Volto a dizer, não acha que para além da competência , existe em alguns sectores governamentais uma certa cumplicidade com os privados. Ministros que passam do governo para as empresas que negociavam...
- Não posso falar daquilo que não sei. Cumplicidade ou corrupção são fenómenos que não cabe ao TC investigar. O que lhe posso dizer sobre aquilo que encontrei é que os sucessivos contratos de PPP eram negociados por parte do Estado com incompetência, desleixo e sem cautelas mínimas para se fazerem bons contratos. Em quase todos eles o Estado assumiu riscos comerciais e de financiamento que cabiam aos privados. Por exemplo, nas autoestradas, se não passasse um determinado número de carros o privado seria indemnizado. O que foi um péssimo negócio porque essas previsões foram altamente inflacionadas. O assumir desses riscos próprios de um negócio privado tornou as PPP caríssimas para o contribuinte. Nalguns casos, os contratos têm contornos leoninos, o Estado assume riscos que deviam ser assumidos pelos privados, aceita taxas de rentabilidade para os capitais privados da ordem dos 14 % e não mete uma única norma que caso o negócio corra muito bem o Estado também vai colher uma parte dos benefícios. O Estado assume todos os riscos e abdica de grande parte dos proveitos.

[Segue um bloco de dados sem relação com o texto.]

PR #698, opened 2021-05-31
Add sslopt parameter 'server_hostname'

wildraid:
At this moment the hostname from connection URL always goes to "server_hostname" of [ssl.SSLContext.wrap_socket](https://docs.python.org/3/library/ssl.html#ssl.SSLContext.wrap_socket). It makes perfect sense for most of use cases, but it's not possible to override it.

However, in some rare cases it might be necessary to pass a custom "server_hostname" parameter for SSL connections. For example, if we want to open an SSL connection to specific IP address, but certificate is valid for hostname only.

```
import websocket

ws = websocket.create_connection(f'wss://xxx.xxx.xxx.xxx:8563', {'sslopt': {'server_hostname': 'my_domain.local'}})
```

Thank you.

### DIFF
--- a/websocket/_http.py
+++ b/websocket/_http.py
@@ -248,6 +248,9 @@ def _ssl_socket(sock, user_sslopt, hostname):
             and user_sslopt.get('ca_cert_path', None) is None:
         sslopt['ca_cert_path'] = certPath
 
+    if sslopt.get('server_hostname', None):
+        hostname = sslopt['server_hostname']
+
     check_hostname = sslopt["cert_reqs"] != ssl.CERT_NONE and sslopt.pop(
         'check_hostname', True)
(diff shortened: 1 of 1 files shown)


engn33r:
This looks reasonable, as I have seen there are a number of other ssl library options not currently supported in the websocket-client code. Before I examine it closely, can you consent to the Apache 2.0 license change in issue #697? Instructions are at the top of that issue. To avoid complications, I want to avoid accepting any PRs during this license transition unless the contributor first consents to the license change.

wildraid:
@engn33r , of course, no problem, I did it.

It's good to see `websocket-client` being updated and maintained once again. Thank you for that! :)

engn33r:
LGTM, thanks for the PR

PR #704, opened 2021-06-07
Fix spaces

varfigstar:
There are shouldn't be spaces when define values for attributes

### DIFF
--- a/README.md
+++ b/README.md
@@ -85,10 +85,10 @@ def on_open(ws):
 if __name__ == "__main__":
     websocket.enableTrace(True)
     ws = websocket.WebSocketApp("ws://echo.websocket.org/",
-                              on_open = on_open,
-                              on_message = on_message,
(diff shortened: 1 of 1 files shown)


engn33r:

Good catch, at some point I want to add CI coverage for all the code coverage examples in this project. The flake linting GitHub Action would catch items like this. If anyone knows of an easy way to do that, do share. I haven't looked at how to implement this idea yet.

varfigstar:
Hello! I accept lecense in issue. Did you hear about Python Black? In two click you can rework code of file with PEP8 standarts. But it can request some postformating.

engn33r:
I don't know if black or other PEP8 tools work for .md or .rst files, like README.md (this PR) or the readthedocs documentation in this project under /docs/source. If there is a way to tell any PEP8 tool to check these other file extensions, let me know.

PR #710, opened 2021-06-25
support proxy auth

aladdinding:
usually proxies need authentication

### DIFF
--- a/bin/wsdump.py
+++ b/bin/wsdump.py
@@ -29,7 +29,7 @@ import time
 import ssl
 import gzip
 import zlib
-from urllib.parse import urlparse
+from urllib.parse import urlparse, unquote
 
 import websocket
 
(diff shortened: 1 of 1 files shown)


engn33r:
This PR only modifies the bin/wsdump.py file, and does not provide proxy auth for websocket-client in other cases, such as when `import websocket` is used in another application. Could you provide a more general implementation of this? It will involve modifying more than one file, but would be more beneficial for other users.

nyuszika7h:
I see what you did here with `unquote`, but the commit description is quite confusing, as `websocket-client` already supports proxy authentication, it just had a bug regarding urlencoded credentials. I've basically implemented the same thing with `unquote` in #723, but in the main code, and I didn't touch `wsdump.py`. Not sure if this patch is still required, as I haven't used wsdump.

engn33r:
Thanks @nyuszika7h, I was confusing this issue with #723 and I forgot I already merged your fix. I think including this fix in the main code is enough for now to avoid over complicating the wsdump.py example.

O facto de o TC ter autoridade, em alguns contratos, para dar o visto prévio, não permite que alerte o Estado dessa deriva?
- Em sede de visto prévio o TC só escrutina a legalidade das claúsulas dos contratos. Todas essas alterações aos contratos por estarem mal redigidos, como acontece nas PPP, são de difícil previsão. E digo-lhe mais, a legislação sobre Parcerias Público-Privadas só foi aprovada 11 anos depois dessa figura ter começado a ser utilizada pelo Estado. A exigência de comparador público, a exigência de análise de custo-benefício, nada disto estava na lei. O TC não tinha os instrumentos necessários para avaliar correctamente as implicações das PPP. Gostava ainda de lhe dizer mais uma coisa, os contratos jurídicos das PPP fecham--se no momento da sua assinatura, mas a sua parte económica, só se sabe quanto custa uma parceria no final do contrato. Cada vez que uma permissa se altera dá lugar à renegociação das cláusulas de reequilíbrio financeiro, o parceiro privado diz ao Estado que este pressuposto não se verificou o que implica uma indemnização por parte do Estado. Ainda há pouco tempo tinha sido pedida uma indemnização ao Estado em sede de uma das PPP das estradas porque o tráfego de uma determinada autoestrada baixou devido à introdução de portagens numa scut. Mesmo que o Estado não queira pagar, estes contratos prevêm recurso a um tribunal arbitral e aí o que se valoriza é a letra do contrato e não as condições económicas do país, nem o contexto em que esses negócios foram feitos.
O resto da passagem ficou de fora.